Q69 — AWS DVA-C02 Ch.3
Question 69 of 100 | ← Chapter 3
A company wants to harden its container images before they enter production. The company’s application uses Amazon Elastic Container Registry (Amazon ECR) as the image registry, Amazon Elastic Kubernetes Service (Amazon EKS) for compute, and AWS CodePipeline for CI/CD workflows integrating containers. After deploying a new container image to the development namespace in the EKS cluster, end-to-end application testing occurs in the final stage of the pipeline. Developers want to insert an analysis stage earlier in the CI/CD pipeline to analyze container images before deployment. Which solution meets these requirements with the highest operational efficiency?
- A. Build the container image and run the docker scan command locally. Remediate any findings before pushing changes to the source code repository. Implement a pre-commit hook to enforce this workflow before commits.

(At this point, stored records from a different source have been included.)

PR #3403, opened 2015-07-30
CDAP-2376: Make sure Mapper/Reducer Logs are flushed 

gokulavasan:
For very short running MapReduce jobs, the logs were not collected. The issue was that the KakfaLogAppender was not getting closed and thus the messages were not getting flushed. PR makes sure that LogAppenderInititalizer is closed in MapperWrapper, ReducerWrapper and in DatasetInputFormat, DatasetOutputFormat (by closing MapReduceContextProvider). Also had to package logback.xml when building the MapReduce Job JAR so that messages are formatted in the expected format.

JIRA : https://issues.cask.co/browse/CDAP-2376

Build : http://builds.cask.co/browse/CDAP-RBT388-1

### DIFF
--- a/cdap-app-fabric/src/main/java/co/cask/cdap/internal/app/runtime/batch/MapReduceContextProvider.java
+++ b/cdap-app-fabric/src/main/java/co/cask/cdap/internal/app/runtime/batch/MapReduceContextProvider.java
@@ -90,6 +90,12 @@ public final class MapReduceContextProvider {
     return context;
   }
 
+  public synchronized void stop() {
+    if (contextBuilder != null) {
+      contextBuilder.finish();
+    }
+  }
+
   private synchronized AbstractMapReduceContextBuilder getBuilder(CConfiguration conf) {
     if (contextBuilder != null) {
       return contextBuilder;
--- a/cdap-app-fabric/src/main/java/co/cask/cdap/internal/app/runtime/batch/MapReduceContextProvider.java
+++ b/cdap-app-fabric/src/main/java/co/cask/cdap/internal/app/runtime/batch/MapReduceContextProvider.java
@@ -90,6 +90,8 @@ public final class MapReduceContextProvider {
     return context;
   }
 
+  // TODO: CDAP-3160 : Refactor to remove the need for the stop method below. Provider/Builder classes should not have
+  // methods like stop(), finish() or close().
   public synchronized void stop() {
     if (contextBuilder != null) {
       contextBuilder.finish();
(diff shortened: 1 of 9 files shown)


cdap-app-fabric/src/main/java/co/cask/cdap/internal/app/runtime/batch/MapReduceContextProvider.java
```diff
@@ -90,6 +90,12 @@ public synchronized BasicMapReduceContext get() {
     return context;
   }
 
+  public synchronized void stop() {
```
chtyim: It sounds like a bad idea to have provider or builder to method like stop() or finish() or close(). Can you open a JIRA for refactoring that?

gokulavasan:
@chtyim Addressed comment. Please review.

cdap-app-fabric/src/main/java/co/cask/cdap/internal/app/runtime/batch/MapReduceRuntimeService.java
```diff
@@ -773,8 +774,19 @@ public boolean accept(String className, URL classUrl, URL classPathUrl) {
       LOG.warn("Not including HBaseTableUtil classes in submitted Job Jar since they are not available");
     }
 
+    // Add the logback.xml as a resource while creating the MapReduce Job JAR
+    Set<URI> logbackURI = Sets.newHashSet();
+    try {
+      URL logback = getClass().getResource("logback.xml");
```
chtyim: Where is the logback.xml file located?

gokulavasan: This will be made available by the AbstractDistributedProgramRunner (getLogbackURI method) launches the MapReduceTwillApp ?

chtyim: Have you verify? `Class.getResource()` will prepend the current class package name as the prefix. Hence it will try to look for a resource in "co/cask/cdap/internal/app/runtime/batch/logback.xml", which I don't think there is such file in the classloader path.

gokulavasan:
@chtyim Please review. Thanks!

cdap-app-fabric/src/main/java/co/cask/cdap/internal/app/runtime/batch/MapReduceRuntimeService.java
gokulavasan: Thanks for the catch Terence. Made the path absolute.

chtyim:
LGTM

- B. Create a new CodePipeline stage that occurs after building the container image. Configure ECR basic image scanning to scan images upon push. Use an AWS Lambda function as the action provider. Configure the Lambda function to check scan results and fail the pipeline if findings are detected. ✓
- C. Create a new CodePipeline stage that occurs after retrieving source code from its repository. Run a security scanner against the latest version of the source code. Fail the pipeline if findings are detected.

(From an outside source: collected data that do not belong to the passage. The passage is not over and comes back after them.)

PR #3404, opened 2015-07-30
Throw exception if WorkflowToken.put operation happens from the Spark executor.

sagarkapare:
JIRA: https://issues.cask.co/browse/CDAP-2895


sagarkapare:
Release build is running here - http://builds.cask.co/browse/CDAP-RBT390-1

cdap-app-fabric/src/main/java/co/cask/cdap/internal/app/runtime/workflow/BasicWorkflowToken.java
```diff
@@ -40,6 +43,7 @@
   private Map<String, Map<String, Long>> mapReduceCounters;
   private final Map<Scope, Map<String, List<NodeValue>>> tokenValueMap = new EnumMap<>(Scope.class);
   private String nodeName;
+  private transient boolean putOperationAllowed = true;
```
chtyim: Just call it `putAllowed`.

cdap-app-fabric/src/main/java/co/cask/cdap/internal/app/runtime/workflow/BasicWorkflowToken.java
```diff
@@ -117,6 +121,11 @@ public void put(String key, Value value) {
   }
 
   void put(String key, Value value, Scope scope) {
+    // Check if put operation is being performed inside the Spark executor
+    if (!putOperationAllowed) {
+      throw new UnsupportedOperationException("Put operation is not allowed from Spark executor.");
```
chtyim: Shouldn't mention Spark in this class, since it is not spark specific. E.g. in Mapper/Reducer context, put is also not allowed.

cdap-app-fabric/src/test/java/co/cask/cdap/WorkflowApp.java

- D. Add an action to the pipeline’s deploy stage so that it occurs before deployment to the EKS cluster. Configure ECR basic image scanning to scan images upon push. Use an AWS Lambda function as the action provider. Configure the Lambda function to check scan results and fail the pipeline if findings are detected.

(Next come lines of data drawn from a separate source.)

PR #3405, opened 2015-07-30
[CDAP-2895] Add a max permissible size for Workflow Token

bdmogal:
Build: http://builds.cask.co/browse/CDAP-RBT389
Jira: [CDAP-2895](https://issues.cask.co/browse/CDAP-2895)

### DIFF
--- a/cdap-api/src/main/java/co/cask/cdap/api/workflow/Value.java
+++ b/cdap-api/src/main/java/co/cask/cdap/api/workflow/Value.java
@@ -16,11 +16,14 @@
 
 package co.cask.cdap.api.workflow;
 
+import co.cask.cdap.api.annotation.Beta;
+
 import java.io.Serializable;
 
 /**
  * Class representing the value of the key in the {@link WorkflowToken}.
  */
+@Beta
 public class Value implements Serializable {
 
   private static final long serialVersionUID = -3420759818008526875L;
@@ -32,24 +35,31 @@ public class Value implements Serializable {
   }
 
   /**
-   * @return the boolean value
+   * @return the result of calling <code>Boolean.parseBoolean(toString())</code>
    */
   public boolean getAsBoolean() {
     return Boolean.parseBoolean(value);
   }
 
   /**
-   * @return the int value
+   * @return the result of calling <code>Integer.parseInt(toString())</code>
    */
   public int getAsInt() {
     return Integer.parseInt(value);
   }
 
   /**
-   * @return the long value
+   * @return the result of calling <code>Long.parseLong(toString())</code>
    */
   public long getAsLong() {
     return Long.parseLong(value);
+  }
+
+  /**
+   * @return the result of calling <code>Double.parseDouble(toString())</code>
+   */
+  public double getAsDouble() {
+    return Double.parseDouble(value);
   }
 
   /**
@@ -81,6 +91,7 @@ public class Value implements Serializable {
 
   /**
    * Return the {@link Value} representation of the input <code>boolean</code> parameter.
+   *
    * @param value the <code>boolean</code> value to be represented as {@link Value}
    * @return a {@link Value} representation of the argument
    */
@@ -90,6 +101,7 @@ public class Value implements Serializable {
 
   /**
    * Return the {@link Value} representation of the input <code>int</code> parameter.
+   *
    * @param value the <code>int</code> value to be represented as {@link Value}
    * @return a {@link Value} representation of the argument
    */
@@ -99,6 +111,7 @@ public class Value implements Serializable {
 
   /**
    * Return the {@link Value} representation of the input <code>long</code> parameter.
+   *
    * @param value the <code>long</code> value to be represented as {@link Value}
    * @return a {@link Value} representation of the argument
    */
@@ -107,7 +120,18 @@ public class Value implements Serializable {
   }
 
   /**
+   * Return the {@link Value} representation of the input <code>double</code> parameter.
+   *
+   * @param value the <code>double</code> value to be represented as {@link Value}
+   * @return a {@link Value} representation of the argument
+   */
+  public static Value of(double value) {
+    return new Value(String.valueOf(value));
+  }
+
+  /**
    * Return the {@link Value} representation of the input <code>String</code> parameter.
+   *
    * @param value the <code>String</code> value to be represented as {@link Value}
    * @return a {@link Value} representation of the argument
    */
--- a/cdap-app-fabric/src/main/java/co/cask/cdap/internal/app/runtime/workflow/BasicWorkflowToken.java
+++ b/cdap-app-fabric/src/main/java/co/cask/cdap/internal/app/runtime/workflow/BasicWorkflowToken.java
@@ -19,6 +19,7 @@ package co.cask.cdap.internal.app.runtime.workflow;
 import co.cask.cdap.api.workflow.NodeValue;
 import co.cask.cdap.api.workflow.Value;
 import co.cask.cdap.api.workflow.WorkflowToken;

Correct Answer: B. Create a new CodePipeline stage that occurs after building the container image. Configure ECR basic image scanning to scan images upon push. Use an AWS Lambda function as the action provider. Configure the Lambda function to check scan results and fail the pipeline if findings are detected.
Explanation
Integration into CI/CD pipeline: Option B proposes performing security scanning in a pipeline stage immediately after building the container image — an ideal timing point, because scanning before pushing the image to ECR ensures scan results are known before the image enters the EKS cluster. Using ECR basic image scanning: AWS ECR provides built-in image scanning that automatically runs security scans upon image push. This guarantees every image version pushed to the repository is scanned. Lambda function as action provider: An AWS Lambda function can serve as an action provider to inspect scan results and fail the pipeline if vulnerabilities are found. It integrates seamlessly into CodePipeline workflows for automated security testing and pipeline state management. Why other options are less suitable: Option A: While running docker scan locally enables scanning, it relies on manual developer steps and does not fit automated CI/CD pipeline requirements. Option C: Running security scanning at the source code retrieval stage occurs too early — no image has yet been built or pushed, failing to meet the requirement to scan images before they enter the EKS cluster. Option D: Adding scanning to the deploy stage performs security checks just before deployment, but makes remediation more complex and violates the best practice of scanning immediately after image push. Therefore, Option B best integrates security scanning into the CI/CD pipeline, ensuring images undergo necessary security testing and validation before deployment to EKS.